• **Exercise goal**: Among the entries below, take the line with "This code has" and the line with "But that's not what the code below it does.", and output them and every line between them exactly, with nothing else.

==========

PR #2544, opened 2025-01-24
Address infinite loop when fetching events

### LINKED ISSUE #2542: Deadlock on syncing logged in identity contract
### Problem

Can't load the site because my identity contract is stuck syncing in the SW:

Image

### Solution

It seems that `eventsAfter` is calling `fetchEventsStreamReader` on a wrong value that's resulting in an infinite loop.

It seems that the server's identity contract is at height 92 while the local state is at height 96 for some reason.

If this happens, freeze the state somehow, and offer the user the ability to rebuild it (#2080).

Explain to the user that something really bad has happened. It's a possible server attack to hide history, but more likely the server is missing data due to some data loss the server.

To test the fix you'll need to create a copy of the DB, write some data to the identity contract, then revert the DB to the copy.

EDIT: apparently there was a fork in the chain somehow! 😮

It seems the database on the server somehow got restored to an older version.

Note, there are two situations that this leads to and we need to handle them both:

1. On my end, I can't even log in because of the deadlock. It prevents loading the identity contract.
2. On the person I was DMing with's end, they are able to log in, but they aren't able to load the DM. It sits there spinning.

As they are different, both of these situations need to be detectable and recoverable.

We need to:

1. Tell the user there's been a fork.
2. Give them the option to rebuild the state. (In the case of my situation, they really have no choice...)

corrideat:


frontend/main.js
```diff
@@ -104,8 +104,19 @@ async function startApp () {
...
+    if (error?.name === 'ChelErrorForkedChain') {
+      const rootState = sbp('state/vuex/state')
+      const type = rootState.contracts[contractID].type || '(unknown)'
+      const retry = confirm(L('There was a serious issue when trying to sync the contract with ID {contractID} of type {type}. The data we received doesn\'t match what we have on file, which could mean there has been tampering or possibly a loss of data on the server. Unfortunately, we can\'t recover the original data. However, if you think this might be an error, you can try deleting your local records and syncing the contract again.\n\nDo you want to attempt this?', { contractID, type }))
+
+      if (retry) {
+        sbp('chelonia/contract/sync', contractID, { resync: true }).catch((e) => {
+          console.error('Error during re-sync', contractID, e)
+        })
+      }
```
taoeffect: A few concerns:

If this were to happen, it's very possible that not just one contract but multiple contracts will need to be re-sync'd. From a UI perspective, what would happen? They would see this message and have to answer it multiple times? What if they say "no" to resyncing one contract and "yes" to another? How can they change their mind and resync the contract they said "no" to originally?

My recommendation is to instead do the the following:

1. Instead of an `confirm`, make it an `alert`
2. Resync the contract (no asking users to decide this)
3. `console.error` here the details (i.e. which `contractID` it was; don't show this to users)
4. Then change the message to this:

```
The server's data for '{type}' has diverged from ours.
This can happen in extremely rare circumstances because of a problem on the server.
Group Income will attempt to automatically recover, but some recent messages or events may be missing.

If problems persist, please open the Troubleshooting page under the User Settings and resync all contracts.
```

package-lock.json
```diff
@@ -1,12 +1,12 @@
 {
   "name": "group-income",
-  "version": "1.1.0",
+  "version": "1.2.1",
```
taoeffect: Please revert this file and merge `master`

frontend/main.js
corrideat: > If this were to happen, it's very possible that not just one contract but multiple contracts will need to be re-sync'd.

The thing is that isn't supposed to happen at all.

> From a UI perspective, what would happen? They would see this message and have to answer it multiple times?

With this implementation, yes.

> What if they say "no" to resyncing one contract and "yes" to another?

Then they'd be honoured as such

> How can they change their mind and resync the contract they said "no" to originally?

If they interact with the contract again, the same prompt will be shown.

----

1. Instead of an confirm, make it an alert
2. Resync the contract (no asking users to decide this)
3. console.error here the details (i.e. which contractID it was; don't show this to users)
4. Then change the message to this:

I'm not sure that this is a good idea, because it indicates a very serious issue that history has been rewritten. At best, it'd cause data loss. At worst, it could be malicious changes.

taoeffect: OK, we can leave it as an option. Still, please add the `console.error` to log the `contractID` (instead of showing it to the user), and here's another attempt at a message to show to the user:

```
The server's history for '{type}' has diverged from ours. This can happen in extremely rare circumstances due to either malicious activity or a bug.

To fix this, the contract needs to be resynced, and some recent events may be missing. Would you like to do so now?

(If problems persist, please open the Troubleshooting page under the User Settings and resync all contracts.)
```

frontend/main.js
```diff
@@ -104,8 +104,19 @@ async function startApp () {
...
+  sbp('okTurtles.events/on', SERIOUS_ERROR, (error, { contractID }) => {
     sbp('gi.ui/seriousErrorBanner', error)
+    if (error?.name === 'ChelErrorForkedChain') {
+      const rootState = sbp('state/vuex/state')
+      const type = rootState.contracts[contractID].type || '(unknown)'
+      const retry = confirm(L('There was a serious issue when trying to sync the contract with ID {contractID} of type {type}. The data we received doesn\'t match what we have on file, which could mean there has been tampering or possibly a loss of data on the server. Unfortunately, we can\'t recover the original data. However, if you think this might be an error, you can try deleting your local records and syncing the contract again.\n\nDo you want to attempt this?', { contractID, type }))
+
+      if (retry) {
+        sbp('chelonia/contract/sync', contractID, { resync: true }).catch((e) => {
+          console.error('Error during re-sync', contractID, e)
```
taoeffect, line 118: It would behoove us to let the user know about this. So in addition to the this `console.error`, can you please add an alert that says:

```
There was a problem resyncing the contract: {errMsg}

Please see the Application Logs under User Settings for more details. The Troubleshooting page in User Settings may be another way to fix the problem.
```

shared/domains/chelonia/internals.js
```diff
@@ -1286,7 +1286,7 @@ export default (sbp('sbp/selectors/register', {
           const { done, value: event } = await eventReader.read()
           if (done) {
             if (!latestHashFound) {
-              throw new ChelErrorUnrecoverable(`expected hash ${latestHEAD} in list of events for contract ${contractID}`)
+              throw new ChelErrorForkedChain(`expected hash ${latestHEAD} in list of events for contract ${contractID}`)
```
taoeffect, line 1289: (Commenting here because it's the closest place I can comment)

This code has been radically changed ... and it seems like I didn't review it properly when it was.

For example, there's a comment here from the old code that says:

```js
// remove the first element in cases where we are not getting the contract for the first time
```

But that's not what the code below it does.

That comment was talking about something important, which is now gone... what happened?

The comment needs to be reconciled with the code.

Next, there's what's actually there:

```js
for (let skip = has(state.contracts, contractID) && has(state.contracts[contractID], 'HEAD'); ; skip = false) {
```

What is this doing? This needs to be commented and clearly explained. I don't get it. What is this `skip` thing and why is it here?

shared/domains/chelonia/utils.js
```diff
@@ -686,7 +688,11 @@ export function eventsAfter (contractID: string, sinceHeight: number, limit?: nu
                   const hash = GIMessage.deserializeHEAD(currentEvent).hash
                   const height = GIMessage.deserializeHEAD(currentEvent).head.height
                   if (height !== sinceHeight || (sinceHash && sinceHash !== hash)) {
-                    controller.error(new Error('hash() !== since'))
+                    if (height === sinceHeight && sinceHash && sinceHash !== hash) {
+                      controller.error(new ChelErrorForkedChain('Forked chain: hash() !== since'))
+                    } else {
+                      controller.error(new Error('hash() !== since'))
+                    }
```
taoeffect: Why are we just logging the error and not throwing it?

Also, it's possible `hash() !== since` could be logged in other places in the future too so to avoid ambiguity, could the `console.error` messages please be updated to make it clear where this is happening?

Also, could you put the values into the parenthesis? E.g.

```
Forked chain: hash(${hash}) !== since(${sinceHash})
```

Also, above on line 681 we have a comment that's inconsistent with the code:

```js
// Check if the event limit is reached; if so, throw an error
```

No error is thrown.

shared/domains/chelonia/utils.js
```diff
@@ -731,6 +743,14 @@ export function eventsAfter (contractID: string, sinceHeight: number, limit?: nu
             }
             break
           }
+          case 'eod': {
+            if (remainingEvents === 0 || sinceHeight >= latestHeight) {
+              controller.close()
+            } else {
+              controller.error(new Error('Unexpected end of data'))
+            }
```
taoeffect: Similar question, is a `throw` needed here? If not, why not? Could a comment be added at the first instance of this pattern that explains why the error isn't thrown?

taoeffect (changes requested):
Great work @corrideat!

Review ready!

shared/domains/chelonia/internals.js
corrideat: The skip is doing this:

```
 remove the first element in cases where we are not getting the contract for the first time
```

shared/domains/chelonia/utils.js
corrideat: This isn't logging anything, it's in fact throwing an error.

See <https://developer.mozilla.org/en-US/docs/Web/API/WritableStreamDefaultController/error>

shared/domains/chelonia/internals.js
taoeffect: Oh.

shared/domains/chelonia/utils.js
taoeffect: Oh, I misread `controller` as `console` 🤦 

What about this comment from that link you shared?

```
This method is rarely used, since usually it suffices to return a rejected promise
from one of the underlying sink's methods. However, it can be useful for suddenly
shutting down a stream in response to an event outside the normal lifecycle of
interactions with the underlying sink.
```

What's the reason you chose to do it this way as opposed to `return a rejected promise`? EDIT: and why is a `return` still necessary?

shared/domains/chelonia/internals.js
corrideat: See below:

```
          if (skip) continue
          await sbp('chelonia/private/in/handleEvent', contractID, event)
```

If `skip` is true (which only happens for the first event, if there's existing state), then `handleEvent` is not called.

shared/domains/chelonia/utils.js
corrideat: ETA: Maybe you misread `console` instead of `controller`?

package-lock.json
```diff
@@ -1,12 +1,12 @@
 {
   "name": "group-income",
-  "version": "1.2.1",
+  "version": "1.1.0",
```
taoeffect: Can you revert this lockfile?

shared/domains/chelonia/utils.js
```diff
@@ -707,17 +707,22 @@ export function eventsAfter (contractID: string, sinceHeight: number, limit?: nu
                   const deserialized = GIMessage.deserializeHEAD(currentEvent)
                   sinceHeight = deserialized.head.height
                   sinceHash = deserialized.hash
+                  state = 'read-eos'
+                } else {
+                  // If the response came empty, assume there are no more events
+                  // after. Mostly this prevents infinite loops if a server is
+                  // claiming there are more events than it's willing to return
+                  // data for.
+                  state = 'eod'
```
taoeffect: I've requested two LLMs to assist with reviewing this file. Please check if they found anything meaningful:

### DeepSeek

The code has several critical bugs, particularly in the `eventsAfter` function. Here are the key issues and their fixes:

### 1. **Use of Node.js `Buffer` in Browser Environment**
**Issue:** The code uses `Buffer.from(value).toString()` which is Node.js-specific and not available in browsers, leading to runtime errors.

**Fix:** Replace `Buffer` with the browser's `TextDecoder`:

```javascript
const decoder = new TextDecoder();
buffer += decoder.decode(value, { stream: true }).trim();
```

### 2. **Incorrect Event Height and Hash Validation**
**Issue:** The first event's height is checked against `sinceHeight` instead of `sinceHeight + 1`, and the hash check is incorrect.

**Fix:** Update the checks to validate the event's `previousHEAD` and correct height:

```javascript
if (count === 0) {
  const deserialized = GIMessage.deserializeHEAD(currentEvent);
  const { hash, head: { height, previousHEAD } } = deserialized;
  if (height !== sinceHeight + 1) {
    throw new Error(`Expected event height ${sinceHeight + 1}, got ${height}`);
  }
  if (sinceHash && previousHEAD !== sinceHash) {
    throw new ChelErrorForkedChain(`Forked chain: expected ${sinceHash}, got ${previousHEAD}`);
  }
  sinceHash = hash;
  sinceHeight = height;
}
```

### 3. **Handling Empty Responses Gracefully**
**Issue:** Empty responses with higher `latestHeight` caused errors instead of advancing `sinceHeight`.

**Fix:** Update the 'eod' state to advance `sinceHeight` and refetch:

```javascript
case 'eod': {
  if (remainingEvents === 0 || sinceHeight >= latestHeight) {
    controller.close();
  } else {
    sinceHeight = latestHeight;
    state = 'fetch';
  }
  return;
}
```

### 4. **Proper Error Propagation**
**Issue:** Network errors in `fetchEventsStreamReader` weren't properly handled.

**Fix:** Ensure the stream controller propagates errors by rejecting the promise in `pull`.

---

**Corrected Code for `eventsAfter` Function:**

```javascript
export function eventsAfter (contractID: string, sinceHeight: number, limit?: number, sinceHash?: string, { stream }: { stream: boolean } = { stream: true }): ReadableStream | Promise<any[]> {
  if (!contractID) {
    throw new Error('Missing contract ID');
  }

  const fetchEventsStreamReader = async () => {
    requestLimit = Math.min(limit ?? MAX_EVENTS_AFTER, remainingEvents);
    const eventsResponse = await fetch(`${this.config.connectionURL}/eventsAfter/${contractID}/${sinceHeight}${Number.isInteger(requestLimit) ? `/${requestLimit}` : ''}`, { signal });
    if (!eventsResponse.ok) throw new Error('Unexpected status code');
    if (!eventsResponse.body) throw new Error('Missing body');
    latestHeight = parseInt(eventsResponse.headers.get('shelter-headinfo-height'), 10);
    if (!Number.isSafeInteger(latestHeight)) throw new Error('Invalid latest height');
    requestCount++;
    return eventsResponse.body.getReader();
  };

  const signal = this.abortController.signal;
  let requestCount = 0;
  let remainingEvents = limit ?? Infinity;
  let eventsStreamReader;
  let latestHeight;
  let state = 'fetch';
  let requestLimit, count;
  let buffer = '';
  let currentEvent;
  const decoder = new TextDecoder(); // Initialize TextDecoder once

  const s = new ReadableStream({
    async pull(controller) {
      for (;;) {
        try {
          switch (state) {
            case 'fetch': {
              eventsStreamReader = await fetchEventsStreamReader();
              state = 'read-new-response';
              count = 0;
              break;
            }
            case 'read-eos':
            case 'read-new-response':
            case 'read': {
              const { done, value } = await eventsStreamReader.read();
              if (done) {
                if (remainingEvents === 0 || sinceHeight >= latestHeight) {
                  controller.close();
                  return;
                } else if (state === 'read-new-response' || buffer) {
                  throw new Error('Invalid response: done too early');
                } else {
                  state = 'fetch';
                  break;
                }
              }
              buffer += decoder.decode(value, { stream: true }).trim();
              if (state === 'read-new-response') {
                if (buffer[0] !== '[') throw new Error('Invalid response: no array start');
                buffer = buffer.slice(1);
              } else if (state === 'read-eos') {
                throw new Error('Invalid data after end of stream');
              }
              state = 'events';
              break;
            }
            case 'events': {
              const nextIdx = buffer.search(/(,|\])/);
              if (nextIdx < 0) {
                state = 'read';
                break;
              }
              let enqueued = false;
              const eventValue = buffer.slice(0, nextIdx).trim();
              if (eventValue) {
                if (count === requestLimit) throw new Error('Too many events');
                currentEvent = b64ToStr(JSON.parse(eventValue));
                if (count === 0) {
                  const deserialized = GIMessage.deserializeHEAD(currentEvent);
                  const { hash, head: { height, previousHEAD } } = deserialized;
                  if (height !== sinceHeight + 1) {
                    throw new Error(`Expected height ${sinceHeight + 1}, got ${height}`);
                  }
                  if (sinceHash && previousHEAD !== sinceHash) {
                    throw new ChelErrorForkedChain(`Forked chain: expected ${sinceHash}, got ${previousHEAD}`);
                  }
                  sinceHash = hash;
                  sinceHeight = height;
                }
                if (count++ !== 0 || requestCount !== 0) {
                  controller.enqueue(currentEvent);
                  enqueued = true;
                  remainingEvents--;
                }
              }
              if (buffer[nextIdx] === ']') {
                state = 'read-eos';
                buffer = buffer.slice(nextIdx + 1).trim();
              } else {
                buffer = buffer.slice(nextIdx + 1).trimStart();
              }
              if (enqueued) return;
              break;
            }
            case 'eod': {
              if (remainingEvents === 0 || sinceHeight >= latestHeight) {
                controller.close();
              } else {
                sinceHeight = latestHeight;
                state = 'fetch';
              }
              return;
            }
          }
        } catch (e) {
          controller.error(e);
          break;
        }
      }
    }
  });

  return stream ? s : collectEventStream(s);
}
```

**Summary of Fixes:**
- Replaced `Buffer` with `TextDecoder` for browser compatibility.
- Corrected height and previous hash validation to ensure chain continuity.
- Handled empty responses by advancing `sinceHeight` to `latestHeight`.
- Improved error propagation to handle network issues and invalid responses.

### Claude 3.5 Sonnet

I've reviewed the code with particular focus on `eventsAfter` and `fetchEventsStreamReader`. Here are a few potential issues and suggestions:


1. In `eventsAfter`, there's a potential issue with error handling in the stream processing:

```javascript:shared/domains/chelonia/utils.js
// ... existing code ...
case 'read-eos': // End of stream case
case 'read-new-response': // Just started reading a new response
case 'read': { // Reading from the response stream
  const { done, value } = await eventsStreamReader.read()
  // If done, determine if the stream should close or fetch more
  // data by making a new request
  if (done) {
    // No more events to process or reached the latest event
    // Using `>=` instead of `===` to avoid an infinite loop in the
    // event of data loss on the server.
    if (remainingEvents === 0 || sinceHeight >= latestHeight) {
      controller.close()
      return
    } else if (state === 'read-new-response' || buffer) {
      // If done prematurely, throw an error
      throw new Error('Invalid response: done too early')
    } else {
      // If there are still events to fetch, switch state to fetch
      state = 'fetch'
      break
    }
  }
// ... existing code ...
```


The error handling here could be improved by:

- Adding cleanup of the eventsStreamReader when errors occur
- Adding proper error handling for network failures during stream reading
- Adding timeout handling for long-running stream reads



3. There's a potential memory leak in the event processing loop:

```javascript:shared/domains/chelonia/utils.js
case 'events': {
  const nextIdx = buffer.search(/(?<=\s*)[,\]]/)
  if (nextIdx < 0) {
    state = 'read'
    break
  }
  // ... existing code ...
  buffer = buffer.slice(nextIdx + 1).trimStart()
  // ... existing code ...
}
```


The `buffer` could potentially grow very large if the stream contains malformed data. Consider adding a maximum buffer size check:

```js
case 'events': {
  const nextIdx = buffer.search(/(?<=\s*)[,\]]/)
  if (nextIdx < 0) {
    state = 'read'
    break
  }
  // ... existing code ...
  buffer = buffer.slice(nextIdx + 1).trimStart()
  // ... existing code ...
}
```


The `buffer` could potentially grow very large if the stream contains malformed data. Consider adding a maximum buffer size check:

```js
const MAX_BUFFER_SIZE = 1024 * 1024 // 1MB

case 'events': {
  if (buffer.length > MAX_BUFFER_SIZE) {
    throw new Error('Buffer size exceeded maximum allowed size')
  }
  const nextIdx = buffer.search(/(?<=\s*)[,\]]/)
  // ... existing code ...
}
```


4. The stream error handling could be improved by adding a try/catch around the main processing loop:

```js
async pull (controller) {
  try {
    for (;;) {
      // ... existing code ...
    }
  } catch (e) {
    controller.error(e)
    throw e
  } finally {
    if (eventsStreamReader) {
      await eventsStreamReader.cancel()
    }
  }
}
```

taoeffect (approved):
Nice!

==========

• **Response**:
This code has been radically changed ... and it seems like I didn't review it properly when it was.

For example, there's a comment here from the old code that says:

```js
// remove the first element in cases where we are not getting the contract for the first time
```

But that's not what the code below it does.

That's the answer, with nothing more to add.